GIVEN DATA:
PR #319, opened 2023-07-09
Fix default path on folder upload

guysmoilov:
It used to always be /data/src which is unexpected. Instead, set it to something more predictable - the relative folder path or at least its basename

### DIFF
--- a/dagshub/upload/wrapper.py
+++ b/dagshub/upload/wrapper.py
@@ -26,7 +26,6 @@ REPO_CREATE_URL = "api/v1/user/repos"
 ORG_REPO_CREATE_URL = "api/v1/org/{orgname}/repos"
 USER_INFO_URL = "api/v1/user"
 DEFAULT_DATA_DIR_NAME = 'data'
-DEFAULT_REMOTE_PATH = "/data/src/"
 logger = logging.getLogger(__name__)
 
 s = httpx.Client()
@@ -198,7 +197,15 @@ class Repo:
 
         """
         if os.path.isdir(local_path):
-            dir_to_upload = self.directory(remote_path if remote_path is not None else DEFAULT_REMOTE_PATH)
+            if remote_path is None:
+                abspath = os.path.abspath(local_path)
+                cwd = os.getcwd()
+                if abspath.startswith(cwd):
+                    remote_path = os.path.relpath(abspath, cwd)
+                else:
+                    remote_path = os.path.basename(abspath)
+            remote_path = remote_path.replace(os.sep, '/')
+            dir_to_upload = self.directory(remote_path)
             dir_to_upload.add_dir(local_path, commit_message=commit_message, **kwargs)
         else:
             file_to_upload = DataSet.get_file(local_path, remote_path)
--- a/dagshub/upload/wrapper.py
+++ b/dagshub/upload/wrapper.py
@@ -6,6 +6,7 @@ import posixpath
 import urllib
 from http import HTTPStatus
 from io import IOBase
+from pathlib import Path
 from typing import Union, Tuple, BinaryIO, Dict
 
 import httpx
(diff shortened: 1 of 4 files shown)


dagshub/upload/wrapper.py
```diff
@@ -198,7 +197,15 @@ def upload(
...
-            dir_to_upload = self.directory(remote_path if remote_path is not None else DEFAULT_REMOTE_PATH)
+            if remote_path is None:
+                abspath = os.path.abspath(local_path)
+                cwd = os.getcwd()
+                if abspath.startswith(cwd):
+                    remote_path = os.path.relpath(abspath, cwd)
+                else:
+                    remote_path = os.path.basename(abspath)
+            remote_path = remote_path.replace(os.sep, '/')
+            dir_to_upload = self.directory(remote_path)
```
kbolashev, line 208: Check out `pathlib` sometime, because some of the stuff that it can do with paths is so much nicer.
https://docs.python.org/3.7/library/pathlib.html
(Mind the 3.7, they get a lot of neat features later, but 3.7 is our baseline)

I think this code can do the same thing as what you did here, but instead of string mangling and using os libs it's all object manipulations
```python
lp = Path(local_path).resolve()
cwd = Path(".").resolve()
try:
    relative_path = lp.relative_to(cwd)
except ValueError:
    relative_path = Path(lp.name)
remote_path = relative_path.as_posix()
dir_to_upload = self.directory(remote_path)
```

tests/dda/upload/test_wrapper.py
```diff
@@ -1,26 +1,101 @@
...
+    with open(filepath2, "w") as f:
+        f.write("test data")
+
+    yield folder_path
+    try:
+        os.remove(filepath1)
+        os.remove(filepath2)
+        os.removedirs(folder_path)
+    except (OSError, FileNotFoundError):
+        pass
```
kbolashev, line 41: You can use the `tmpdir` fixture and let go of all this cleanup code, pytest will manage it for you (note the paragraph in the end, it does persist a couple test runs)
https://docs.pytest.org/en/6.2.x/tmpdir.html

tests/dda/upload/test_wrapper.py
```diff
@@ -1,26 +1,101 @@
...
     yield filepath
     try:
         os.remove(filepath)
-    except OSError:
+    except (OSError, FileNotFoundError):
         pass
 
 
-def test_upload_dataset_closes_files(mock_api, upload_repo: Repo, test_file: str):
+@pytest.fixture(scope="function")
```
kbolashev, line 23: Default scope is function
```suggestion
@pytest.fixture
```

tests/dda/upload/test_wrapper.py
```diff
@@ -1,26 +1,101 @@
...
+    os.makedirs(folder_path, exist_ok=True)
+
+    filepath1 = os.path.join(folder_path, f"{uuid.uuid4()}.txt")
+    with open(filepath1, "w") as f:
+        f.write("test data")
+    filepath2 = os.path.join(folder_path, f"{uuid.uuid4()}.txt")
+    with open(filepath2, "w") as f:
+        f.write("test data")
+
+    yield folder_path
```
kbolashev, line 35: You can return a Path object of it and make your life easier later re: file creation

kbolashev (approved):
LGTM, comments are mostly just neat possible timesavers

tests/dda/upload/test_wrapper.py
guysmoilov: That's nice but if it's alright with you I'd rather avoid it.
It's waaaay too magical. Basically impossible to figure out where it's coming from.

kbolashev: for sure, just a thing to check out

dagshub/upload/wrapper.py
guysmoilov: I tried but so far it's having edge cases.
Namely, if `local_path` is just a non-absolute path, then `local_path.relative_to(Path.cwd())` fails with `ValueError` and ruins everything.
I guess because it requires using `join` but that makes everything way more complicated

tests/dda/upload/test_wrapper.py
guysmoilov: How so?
---
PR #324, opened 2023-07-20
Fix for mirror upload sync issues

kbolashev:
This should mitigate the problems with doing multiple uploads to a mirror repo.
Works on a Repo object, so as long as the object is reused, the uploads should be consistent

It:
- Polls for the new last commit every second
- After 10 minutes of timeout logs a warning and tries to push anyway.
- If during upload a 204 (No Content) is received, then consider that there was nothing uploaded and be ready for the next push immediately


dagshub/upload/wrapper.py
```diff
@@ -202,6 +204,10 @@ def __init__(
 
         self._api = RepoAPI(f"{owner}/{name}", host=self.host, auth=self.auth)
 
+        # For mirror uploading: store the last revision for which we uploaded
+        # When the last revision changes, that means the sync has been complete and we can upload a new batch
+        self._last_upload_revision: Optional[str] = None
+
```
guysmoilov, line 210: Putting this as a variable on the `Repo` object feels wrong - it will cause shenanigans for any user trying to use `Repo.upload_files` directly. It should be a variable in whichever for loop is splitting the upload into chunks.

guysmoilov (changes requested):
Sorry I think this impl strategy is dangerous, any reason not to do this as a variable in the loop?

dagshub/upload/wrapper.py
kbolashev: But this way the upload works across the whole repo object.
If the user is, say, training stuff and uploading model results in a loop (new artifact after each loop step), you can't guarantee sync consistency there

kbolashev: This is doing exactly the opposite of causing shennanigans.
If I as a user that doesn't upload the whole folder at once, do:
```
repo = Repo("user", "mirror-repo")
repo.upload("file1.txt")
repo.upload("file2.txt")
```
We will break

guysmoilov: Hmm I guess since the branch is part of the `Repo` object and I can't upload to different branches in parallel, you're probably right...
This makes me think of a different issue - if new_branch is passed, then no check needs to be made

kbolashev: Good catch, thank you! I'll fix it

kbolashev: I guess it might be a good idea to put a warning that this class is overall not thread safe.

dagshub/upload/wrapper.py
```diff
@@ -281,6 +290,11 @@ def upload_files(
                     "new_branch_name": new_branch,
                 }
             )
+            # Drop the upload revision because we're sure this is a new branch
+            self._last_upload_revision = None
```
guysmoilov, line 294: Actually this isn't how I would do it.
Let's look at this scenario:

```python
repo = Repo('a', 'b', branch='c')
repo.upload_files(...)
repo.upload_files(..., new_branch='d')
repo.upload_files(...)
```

ACTION ITEM: In the data above, start at the line that has "kbolashev, line 35: You", stop after the line that has "guysmoilov: How so?", and print every line in between exactly as it stands.

ANSWER SPACE:
kbolashev, line 35: You can return a Path object of it and make your life easier later re: file creation

kbolashev (approved):
LGTM, comments are mostly just neat possible timesavers

tests/dda/upload/test_wrapper.py
guysmoilov: That's nice but if it's alright with you I'd rather avoid it.
It's waaaay too magical. Basically impossible to figure out where it's coming from.

kbolashev: for sure, just a thing to check out

dagshub/upload/wrapper.py
guysmoilov: I tried but so far it's having edge cases.
Namely, if `local_path` is just a non-absolute path, then `local_path.relative_to(Path.cwd())` fails with `ValueError` and ruins everything.
I guess because it requires using `join` but that makes everything way more complicated

tests/dda/upload/test_wrapper.py
guysmoilov: How so?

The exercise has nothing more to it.